Issue #942, opened 2024-05-31
Partial evaluation APIs are not ergonomic


shaobo-he-aws:
### Describe the improvement you'd like to request

Consider a simple use case where only the resource is unknown.

```Rust
let partial_request = RequestBuilder::default()
    .action(Some(...) // concrete action
    .principal(Some(...)) // concrete principal
    .build();
let partial_response = authorizer
    .is_authorized_partial(&partial_request, &policies, &entities);
```

To use `PartialResponse::reauthorize` when users have a concrete resource entity, they need to do two things,

1. Create a binding from `"resource"` to the concrete entity value
2. Make a dummy request like the following because `reauthorize` method requires it
```Rust
Request::new(None, None, None, Context::empty(), None).expect("should be a valid request")
```

1 is intuitive, though knowing to use `"resource"` as the key is not. 2 is unintuitive because the partial request is derived from an existing request. So, it's confusing what the role of the new request is. Personally, a natural workflow is to get the partial response and reauthorize it by providing the "missing" pieces.

### Is this something that you'd be interested in working on?

- [X] 👋 I may be able to implement this internal improvement
- [ ] ⚠️ This feature might incur a breaking change

cdisselkoen:
Mostly addressed by #947.  I think the only part of this issue that remains unresolved is that the API requires you know to use the string "resource" as the magic name for the resource unknown?

shaobo-he-aws:
I just discovered that this issue is not addressed properly. #947 is not correct.

Issue #541, opened 2023-12-21
Refactor `Context` to enforce its invariant statically


aaronjeline:
### Category

Internal refactors/changes

### Describe the feature you'd like to request

`cedar_policy_core::ast::request::Context` looks like:
```rust
/// `Context` field of a `Request`
#[derive(Debug, Clone, PartialEq, Serialize)]
pub struct Context {
    /// Context is internally represented as a `PartialValue`
    ///
    /// Context is serialized as a `RestrictedExpr`, for partly historical reasons.
    //
    // INVARIANT(ContextRecord): This must be a `Record`: either
    // `PartialValue::Value(Value::Record)`, or
    // `PartialValue::Residual(Expr::Record)`, or an appropriate unknown
    #[serde(flatten)]
    context: PartialValueSerializedAsExpr,
}
```
We should enforce this invariant statically if possible

### Describe alternatives you've considered

Status quo, enforce it dynamically. 

### Is this something that you'd be interested in working on?

- [ ] 👋 I may be able to implement this feature request
- [ ] ⚠️ This feature might incur a breaking change

shaobo-he-aws:
I'd like to prioritize this issue as it's been shown to help multiple PRs.

khieta:
One PR this would have helped is #1027. (Note that the PR also updates the `ContextRecord` invariant to accurately reflect that a `Context` can never be purely unknown).  

I think the right solution here is to store the context contents as a hash map (or similar data structure) instead of a record expression.

PR #1026, opened 2024-06-25
Fix `reauthorize`

shaobo-he-aws:
## Issue #, if available

#942

### DIFF
--- a/cedar-policy-core/src/ast/request.rs
+++ b/cedar-policy-core/src/ast/request.rs
@@ -350,6 +350,14 @@ impl From<Context> for PartialValue {
     }
 }
 
+impl From<PartialValue> for Context {
+    fn from(value: PartialValue) -> Self {
+        Self {
+            context: value.into(),
+        }
+    }
+}
+
 impl std::default::Default for Context {
     fn default() -> Context {
         Context::empty()
--- a/cedar-policy-core/src/ast/request.rs
+++ b/cedar-policy-core/src/ast/request.rs
@@ -231,6 +231,13 @@ impl Context {
         }
     }
 
+    /// Create a `Context` from a `PartialValue` without checking its validity
+    pub(crate) fn from_partial_value_unchecked(val: PartialValue) -> Self {
+        Self {
+            context: val.into(),
+        }
+    }
+
     /// Create a `Context` from a `RestrictedExpr`, which must be a `Record`.
     ///
     /// `extensions` provides the `Extensions` which should be active for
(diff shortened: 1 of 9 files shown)


cedar-policy-core/src/ast/request.rs
```diff
@@ -350,6 +350,14 @@ impl From<Context> for PartialValue {
     }
 }
 
+impl From<PartialValue> for Context {
+    fn from(value: PartialValue) -> Self {
+        Self {
+            context: value.into(),
+        }
+    }
+}
```
cdisselkoen, line 359: Should this fail if the `PartialValue` is not a record or unknown?

cedar-policy/src/api/err.rs
```diff
@@ -134,14 +134,7 @@ pub enum ReauthorizationError {
...
     #[diagnostic(transparent)]
-    PolicySet(#[from] PolicySetError),
-}
-
-#[doc(hidden)]
-impl From<cedar_policy_core::ast::PolicySetError> for ReauthorizationError {
-    fn from(e: cedar_policy_core::ast::PolicySetError) -> Self {
-        Self::PolicySet(e.into())
-    }
+    Reauthorization(#[from] cedar_policy_core::authorizer::ReauthorizationError),
```
cdisselkoen, line 137: Since `cedar_policy::ReauthorizationError` is a public enum, this contained struct needs to be either re-exported or wrapped.  (In a public enum, all data contained in each variant is always `pub`.)

cedar-policy-core/src/ast/request.rs
shaobo-he-aws: Removed it.

cedar-policy/src/api/err.rs
shaobo-he-aws: Pushed a fix.

cdisselkoen (approved):
LGTM

andrewmwells-amazon (approved):

cedar-policy-core/src/authorizer/partial_response.rs
```diff
@@ -333,6 +337,127 @@ impl PartialResponse {
...
+
+        // We need to replace unknowns in the partial context as well
+        if let Some(ref ctx) = context {
+            if let PartialValue::Residual(residual) = ctx.as_ref() {
+                let expr = residual.substitute(mapping);
+                let extns = Extensions::all_available();
+                let eval = RestrictedEvaluator::new(&extns);
+                let partial_value =
+                    eval.partial_interpret(BorrowedRestrictedExpr::new_unchecked(&expr))?;
+                context = Some(Context::from_partial_value_unchecked(partial_value));
```
john-h-kastner-aws, line 449: The safety of this `_unchecked` constructor isn't immediately obvious. It depends on the earlier `Context::from_partial_value_unchecked(val.clone().into())` maintaining the invariant and then that `partial_interpret` on `Record` residual still being a `Record`.

That all seems legit, but IMO merits some additional explanation in comments. (We could also refactor to remove the need for the invariant as suggested in #541,  but that may be complicated.)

══════

In the entries above, find each line with "enum" and list it.

@@ -134,14 +134,7 @@ pub enum ReauthorizationError {
cdisselkoen, line 137: Since `cedar_policy::ReauthorizationError` is a public enum, this contained struct needs to be either re-exported or wrapped.  (In a public enum, all data contained in each variant is always `pub`.)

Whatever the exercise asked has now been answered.